### WHAT TO PRODUCE:
List all lines of the data that include the string "registration".

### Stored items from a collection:
◆ ◆ ◆ ◆ ◆

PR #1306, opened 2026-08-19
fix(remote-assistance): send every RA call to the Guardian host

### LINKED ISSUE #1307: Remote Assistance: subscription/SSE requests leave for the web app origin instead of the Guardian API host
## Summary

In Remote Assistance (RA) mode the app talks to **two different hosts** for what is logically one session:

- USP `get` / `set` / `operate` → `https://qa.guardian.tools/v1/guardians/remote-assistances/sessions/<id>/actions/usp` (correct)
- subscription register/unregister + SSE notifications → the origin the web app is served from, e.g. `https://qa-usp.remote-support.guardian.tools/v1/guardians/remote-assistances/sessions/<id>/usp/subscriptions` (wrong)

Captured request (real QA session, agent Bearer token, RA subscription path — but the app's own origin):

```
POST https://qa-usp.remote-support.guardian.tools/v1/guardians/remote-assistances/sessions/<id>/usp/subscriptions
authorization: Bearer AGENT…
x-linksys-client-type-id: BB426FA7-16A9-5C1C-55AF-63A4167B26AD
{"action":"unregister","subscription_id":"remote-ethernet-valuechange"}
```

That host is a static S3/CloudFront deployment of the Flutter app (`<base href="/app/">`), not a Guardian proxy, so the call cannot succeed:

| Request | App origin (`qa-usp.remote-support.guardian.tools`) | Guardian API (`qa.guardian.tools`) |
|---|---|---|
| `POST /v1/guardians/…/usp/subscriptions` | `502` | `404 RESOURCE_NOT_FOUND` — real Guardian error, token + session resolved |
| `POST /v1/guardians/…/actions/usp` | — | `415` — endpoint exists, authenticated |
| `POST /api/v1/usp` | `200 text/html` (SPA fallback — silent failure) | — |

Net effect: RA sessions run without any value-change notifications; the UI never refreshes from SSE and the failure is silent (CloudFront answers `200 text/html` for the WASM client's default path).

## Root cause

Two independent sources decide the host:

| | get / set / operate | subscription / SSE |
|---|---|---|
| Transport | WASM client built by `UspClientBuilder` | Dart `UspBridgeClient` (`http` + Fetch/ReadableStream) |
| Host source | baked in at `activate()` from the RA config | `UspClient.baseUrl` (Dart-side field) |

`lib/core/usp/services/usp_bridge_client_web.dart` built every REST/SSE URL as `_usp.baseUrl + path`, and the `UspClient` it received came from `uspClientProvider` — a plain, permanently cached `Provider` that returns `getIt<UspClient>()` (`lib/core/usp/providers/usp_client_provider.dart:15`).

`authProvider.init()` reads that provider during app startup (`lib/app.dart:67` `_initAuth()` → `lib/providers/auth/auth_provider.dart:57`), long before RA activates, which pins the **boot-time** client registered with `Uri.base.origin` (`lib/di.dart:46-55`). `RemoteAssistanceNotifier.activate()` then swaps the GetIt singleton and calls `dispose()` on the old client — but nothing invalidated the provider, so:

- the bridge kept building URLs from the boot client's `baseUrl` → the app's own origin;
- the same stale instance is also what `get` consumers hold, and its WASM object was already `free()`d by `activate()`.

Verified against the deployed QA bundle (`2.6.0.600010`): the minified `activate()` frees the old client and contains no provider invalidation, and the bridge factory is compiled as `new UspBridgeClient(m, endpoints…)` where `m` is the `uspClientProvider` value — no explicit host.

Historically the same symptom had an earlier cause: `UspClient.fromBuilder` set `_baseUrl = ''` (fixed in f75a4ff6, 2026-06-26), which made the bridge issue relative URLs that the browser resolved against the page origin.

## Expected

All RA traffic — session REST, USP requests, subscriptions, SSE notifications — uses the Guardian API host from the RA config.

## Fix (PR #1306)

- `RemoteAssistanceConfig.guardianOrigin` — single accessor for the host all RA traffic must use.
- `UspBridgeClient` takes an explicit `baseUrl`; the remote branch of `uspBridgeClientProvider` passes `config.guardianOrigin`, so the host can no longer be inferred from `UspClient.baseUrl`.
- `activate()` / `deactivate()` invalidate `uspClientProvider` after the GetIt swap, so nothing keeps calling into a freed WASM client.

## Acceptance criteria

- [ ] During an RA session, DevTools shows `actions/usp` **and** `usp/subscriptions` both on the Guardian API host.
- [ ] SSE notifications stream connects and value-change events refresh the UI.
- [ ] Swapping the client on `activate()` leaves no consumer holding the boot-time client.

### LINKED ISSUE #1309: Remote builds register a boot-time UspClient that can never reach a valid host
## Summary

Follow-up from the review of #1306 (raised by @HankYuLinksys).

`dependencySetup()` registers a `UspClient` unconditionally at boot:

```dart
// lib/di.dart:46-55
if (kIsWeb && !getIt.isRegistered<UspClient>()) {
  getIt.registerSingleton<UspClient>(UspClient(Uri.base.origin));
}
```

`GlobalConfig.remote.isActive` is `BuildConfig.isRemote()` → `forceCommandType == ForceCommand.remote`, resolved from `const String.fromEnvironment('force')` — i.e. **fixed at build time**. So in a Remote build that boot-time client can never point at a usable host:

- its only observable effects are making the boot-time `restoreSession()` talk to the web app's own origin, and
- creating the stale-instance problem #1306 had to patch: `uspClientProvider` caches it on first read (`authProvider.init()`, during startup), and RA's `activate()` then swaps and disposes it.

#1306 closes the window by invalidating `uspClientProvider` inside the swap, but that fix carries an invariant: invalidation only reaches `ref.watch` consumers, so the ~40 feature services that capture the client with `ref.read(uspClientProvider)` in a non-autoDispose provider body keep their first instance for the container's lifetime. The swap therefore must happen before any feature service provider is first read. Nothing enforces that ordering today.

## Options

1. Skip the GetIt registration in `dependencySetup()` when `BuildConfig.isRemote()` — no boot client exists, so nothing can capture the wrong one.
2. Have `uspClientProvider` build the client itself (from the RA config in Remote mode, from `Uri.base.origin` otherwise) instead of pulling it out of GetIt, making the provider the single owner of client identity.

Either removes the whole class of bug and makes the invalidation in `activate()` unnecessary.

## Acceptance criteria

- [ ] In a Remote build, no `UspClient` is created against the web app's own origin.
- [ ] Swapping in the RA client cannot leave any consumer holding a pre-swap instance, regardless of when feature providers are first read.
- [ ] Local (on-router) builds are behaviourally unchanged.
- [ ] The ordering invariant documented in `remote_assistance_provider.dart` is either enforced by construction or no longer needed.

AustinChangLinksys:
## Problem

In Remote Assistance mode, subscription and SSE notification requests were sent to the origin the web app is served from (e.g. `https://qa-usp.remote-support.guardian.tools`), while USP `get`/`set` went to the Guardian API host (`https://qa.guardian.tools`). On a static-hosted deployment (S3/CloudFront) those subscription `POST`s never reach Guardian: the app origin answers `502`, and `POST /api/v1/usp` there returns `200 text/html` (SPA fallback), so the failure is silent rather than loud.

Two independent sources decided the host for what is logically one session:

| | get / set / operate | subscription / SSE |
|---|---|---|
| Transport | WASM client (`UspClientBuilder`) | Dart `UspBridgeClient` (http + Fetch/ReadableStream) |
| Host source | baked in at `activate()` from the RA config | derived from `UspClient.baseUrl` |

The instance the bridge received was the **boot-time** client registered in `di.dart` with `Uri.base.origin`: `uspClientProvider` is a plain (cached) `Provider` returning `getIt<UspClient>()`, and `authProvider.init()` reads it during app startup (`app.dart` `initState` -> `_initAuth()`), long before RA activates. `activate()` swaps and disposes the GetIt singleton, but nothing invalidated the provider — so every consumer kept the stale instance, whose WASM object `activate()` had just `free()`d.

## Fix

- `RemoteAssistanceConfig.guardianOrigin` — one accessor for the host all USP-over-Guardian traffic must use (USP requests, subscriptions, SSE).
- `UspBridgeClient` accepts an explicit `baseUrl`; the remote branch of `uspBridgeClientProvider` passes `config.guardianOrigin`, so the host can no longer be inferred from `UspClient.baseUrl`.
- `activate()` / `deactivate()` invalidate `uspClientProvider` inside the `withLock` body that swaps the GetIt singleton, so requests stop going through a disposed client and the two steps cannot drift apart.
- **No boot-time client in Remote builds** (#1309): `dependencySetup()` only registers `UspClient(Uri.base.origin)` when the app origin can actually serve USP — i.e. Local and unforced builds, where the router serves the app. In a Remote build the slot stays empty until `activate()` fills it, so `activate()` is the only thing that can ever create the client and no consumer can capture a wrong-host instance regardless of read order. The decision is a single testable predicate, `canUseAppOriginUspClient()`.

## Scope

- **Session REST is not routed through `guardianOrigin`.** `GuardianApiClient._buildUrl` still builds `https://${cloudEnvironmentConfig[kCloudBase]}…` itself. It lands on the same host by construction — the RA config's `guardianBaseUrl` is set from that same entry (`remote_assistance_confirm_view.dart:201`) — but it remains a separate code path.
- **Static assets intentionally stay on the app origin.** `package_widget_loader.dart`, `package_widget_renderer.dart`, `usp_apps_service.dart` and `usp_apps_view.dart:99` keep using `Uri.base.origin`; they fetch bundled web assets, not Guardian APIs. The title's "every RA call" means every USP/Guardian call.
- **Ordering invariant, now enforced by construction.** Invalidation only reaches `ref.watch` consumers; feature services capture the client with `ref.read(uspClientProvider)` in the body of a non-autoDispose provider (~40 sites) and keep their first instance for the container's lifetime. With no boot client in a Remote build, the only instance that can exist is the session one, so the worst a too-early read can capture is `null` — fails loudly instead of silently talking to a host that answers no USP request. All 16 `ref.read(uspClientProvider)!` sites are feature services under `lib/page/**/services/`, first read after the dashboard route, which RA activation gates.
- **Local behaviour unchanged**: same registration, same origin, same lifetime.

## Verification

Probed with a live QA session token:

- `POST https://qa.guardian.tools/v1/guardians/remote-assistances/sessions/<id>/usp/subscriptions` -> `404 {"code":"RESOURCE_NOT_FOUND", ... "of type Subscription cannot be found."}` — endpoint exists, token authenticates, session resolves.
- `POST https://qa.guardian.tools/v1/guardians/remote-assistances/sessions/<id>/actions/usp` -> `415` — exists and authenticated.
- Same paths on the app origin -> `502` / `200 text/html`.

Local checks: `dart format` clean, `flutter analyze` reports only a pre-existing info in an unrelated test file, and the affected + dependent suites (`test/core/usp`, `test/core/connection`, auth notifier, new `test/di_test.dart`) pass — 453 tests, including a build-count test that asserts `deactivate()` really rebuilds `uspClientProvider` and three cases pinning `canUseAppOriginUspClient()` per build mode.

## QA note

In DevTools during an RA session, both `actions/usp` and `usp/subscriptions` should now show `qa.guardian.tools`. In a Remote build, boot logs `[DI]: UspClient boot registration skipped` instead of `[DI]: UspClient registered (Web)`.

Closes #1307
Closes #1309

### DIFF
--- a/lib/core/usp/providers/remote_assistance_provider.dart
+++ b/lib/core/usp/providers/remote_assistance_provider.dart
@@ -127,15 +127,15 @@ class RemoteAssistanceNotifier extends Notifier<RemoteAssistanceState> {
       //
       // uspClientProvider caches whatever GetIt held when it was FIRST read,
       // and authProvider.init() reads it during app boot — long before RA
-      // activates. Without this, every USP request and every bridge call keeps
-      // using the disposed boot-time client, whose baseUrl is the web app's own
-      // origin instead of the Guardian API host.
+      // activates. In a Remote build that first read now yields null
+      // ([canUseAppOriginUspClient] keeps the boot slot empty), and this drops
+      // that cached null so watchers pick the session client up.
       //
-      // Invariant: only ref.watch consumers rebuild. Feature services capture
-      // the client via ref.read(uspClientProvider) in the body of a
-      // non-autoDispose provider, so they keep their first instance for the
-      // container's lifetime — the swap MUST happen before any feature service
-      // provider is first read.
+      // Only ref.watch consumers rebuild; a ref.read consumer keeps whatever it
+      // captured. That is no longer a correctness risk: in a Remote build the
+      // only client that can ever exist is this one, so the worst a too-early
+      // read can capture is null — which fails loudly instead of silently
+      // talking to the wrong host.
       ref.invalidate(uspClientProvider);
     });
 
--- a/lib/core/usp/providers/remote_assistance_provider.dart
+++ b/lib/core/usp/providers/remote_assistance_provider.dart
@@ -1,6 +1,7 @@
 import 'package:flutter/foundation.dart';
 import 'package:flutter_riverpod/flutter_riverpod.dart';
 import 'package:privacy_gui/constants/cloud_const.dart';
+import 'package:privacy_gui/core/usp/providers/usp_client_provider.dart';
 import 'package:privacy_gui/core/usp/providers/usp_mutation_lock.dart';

◆ ◆ ◆ ◆ ◆

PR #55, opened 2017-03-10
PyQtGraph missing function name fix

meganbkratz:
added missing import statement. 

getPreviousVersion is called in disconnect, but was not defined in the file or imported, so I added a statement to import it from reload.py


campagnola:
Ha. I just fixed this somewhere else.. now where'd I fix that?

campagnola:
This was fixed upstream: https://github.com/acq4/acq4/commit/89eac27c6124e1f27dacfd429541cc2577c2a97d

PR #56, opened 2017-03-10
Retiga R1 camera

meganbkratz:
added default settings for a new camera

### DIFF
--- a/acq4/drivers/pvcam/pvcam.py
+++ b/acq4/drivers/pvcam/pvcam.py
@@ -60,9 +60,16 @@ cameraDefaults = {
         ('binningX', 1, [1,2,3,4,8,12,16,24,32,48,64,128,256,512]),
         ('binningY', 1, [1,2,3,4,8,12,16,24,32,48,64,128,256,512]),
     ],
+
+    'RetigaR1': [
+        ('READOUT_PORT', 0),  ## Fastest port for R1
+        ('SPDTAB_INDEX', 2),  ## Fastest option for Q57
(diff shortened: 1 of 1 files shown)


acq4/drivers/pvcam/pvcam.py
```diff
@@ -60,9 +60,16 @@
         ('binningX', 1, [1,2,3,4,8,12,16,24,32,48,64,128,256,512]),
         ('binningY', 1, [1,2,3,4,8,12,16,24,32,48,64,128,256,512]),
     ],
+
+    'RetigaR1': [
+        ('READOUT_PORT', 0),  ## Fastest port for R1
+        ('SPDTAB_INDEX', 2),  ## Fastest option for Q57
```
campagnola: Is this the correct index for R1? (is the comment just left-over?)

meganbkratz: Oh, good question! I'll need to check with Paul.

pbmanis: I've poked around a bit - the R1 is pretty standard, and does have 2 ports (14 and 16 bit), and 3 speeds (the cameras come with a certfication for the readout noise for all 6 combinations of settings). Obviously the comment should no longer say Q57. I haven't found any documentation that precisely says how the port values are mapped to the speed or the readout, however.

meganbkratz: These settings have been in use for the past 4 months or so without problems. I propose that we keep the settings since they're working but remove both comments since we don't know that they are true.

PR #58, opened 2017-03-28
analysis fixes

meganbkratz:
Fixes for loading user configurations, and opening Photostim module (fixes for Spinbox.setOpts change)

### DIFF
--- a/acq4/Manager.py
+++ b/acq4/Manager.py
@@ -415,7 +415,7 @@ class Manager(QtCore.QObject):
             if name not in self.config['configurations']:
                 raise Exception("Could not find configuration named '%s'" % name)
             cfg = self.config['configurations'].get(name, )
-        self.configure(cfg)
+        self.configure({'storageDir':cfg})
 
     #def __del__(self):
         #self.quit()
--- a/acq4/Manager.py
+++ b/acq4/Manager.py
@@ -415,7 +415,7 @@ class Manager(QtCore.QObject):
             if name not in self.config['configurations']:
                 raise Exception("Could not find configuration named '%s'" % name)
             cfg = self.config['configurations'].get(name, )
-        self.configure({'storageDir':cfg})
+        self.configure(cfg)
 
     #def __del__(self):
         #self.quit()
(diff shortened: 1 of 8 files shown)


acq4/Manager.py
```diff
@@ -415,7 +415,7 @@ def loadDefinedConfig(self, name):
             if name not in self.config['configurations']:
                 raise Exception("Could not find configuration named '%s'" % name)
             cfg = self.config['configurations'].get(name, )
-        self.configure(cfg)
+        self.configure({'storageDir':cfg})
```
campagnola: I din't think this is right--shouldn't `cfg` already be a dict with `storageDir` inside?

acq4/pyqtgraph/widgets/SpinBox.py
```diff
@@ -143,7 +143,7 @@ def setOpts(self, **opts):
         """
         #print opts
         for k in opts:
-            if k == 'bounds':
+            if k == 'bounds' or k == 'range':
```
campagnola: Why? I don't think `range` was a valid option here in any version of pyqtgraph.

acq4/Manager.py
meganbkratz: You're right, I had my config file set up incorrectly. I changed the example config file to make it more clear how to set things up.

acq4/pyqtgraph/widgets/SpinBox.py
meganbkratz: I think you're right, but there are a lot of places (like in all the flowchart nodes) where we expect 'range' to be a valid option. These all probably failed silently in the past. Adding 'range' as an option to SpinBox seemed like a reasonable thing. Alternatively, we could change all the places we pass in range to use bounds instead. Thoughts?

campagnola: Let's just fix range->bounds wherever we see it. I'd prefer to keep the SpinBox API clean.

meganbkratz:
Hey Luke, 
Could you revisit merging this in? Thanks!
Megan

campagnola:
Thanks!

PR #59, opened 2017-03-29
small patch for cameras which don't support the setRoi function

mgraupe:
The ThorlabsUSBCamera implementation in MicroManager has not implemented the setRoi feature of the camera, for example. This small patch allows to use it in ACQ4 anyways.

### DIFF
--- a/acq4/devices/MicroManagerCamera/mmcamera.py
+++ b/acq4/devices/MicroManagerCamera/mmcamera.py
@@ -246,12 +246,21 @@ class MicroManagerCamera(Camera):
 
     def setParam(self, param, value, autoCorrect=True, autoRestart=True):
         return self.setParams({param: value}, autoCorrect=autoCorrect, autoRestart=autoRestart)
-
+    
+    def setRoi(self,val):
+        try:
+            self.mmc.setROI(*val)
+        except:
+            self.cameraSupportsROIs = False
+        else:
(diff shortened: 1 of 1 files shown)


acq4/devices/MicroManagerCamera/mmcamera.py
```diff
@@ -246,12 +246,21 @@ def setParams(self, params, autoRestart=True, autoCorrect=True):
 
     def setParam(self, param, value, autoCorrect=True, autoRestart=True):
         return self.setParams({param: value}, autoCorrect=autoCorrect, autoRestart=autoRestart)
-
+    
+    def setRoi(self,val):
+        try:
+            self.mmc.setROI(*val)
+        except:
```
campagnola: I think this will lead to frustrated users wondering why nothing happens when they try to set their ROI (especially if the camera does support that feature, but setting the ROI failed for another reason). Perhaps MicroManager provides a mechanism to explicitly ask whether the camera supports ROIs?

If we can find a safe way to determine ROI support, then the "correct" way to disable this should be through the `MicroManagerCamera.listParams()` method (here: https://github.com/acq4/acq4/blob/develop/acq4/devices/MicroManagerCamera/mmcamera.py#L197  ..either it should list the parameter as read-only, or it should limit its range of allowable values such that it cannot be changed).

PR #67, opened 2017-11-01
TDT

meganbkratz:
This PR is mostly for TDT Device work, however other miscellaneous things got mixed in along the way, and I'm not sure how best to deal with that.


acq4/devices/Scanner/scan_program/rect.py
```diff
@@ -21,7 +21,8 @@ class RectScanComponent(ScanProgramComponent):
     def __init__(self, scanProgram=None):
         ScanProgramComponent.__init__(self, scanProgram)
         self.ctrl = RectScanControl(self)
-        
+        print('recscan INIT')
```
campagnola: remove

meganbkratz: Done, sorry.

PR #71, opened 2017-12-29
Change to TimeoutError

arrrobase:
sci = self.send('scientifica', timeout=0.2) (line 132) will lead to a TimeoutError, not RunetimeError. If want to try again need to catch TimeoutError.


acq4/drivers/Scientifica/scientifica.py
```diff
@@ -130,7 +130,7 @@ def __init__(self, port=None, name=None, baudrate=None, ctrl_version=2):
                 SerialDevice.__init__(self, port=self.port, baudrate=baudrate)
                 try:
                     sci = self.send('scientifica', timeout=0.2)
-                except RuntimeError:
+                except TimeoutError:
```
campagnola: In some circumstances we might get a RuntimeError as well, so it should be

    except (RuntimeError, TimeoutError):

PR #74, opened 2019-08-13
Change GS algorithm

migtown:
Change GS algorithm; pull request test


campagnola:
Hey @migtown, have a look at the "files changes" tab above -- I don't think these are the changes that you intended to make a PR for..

◆ ◆ ◆ ◆ ◆

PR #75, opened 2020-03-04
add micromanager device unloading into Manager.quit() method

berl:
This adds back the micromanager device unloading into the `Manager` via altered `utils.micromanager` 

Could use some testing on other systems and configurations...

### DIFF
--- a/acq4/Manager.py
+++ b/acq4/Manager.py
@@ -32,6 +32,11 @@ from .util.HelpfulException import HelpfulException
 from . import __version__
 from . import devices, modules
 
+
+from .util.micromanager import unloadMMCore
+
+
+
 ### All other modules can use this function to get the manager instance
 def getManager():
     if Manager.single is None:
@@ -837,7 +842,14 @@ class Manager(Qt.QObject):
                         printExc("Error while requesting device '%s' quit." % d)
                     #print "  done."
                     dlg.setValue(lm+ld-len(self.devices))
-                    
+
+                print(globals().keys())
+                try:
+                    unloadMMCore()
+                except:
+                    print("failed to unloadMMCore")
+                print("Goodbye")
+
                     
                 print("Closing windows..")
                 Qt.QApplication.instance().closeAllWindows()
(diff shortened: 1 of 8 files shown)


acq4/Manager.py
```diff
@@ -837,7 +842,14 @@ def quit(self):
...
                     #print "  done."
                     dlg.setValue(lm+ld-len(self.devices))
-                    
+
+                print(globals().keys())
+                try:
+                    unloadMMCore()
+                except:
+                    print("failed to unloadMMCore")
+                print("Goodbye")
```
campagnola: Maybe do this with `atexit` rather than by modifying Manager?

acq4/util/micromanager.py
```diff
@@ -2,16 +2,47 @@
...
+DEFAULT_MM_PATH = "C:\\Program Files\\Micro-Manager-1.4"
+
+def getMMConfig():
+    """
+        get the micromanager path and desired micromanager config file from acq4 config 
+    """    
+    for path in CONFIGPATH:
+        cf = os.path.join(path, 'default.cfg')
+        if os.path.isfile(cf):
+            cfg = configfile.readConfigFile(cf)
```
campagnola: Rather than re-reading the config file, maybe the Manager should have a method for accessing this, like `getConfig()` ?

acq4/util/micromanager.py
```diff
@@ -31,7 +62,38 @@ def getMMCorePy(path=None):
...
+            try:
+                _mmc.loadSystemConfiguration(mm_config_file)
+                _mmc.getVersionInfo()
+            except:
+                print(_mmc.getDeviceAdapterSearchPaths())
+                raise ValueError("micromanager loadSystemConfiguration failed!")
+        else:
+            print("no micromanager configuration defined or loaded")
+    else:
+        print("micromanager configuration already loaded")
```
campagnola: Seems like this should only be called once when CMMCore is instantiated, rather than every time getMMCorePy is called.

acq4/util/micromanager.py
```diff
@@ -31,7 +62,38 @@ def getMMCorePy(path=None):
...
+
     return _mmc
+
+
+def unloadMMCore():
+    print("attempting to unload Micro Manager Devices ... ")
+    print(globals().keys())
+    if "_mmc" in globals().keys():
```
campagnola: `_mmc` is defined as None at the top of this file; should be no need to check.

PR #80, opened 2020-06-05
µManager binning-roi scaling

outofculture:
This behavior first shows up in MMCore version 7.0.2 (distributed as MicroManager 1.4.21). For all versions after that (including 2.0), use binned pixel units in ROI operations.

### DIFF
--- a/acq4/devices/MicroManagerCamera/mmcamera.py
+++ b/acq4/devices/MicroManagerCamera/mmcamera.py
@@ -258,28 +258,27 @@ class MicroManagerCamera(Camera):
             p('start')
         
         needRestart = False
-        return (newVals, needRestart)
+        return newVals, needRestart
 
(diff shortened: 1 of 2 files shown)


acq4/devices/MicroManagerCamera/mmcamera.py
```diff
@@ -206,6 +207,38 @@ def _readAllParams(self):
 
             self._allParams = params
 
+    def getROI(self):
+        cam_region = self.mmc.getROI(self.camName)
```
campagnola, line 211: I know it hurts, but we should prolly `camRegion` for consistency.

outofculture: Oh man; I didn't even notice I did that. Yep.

◆ ◆ ◆ ◆ ◆

### ANSWER BOX:
1. Skip the GetIt registration in `dependencySetup()` when `BuildConfig.isRemote()` — no boot client exists, so nothing can capture the wrong one.
- **Local behaviour unchanged**: same registration, same origin, same lifetime.
In DevTools during an RA session, both `actions/usp` and `usp/subscriptions` should now show `qa.guardian.tools`. In a Remote build, boot logs `[DI]: UspClient boot registration skipped` instead of `[DI]: UspClient registered (Web)`.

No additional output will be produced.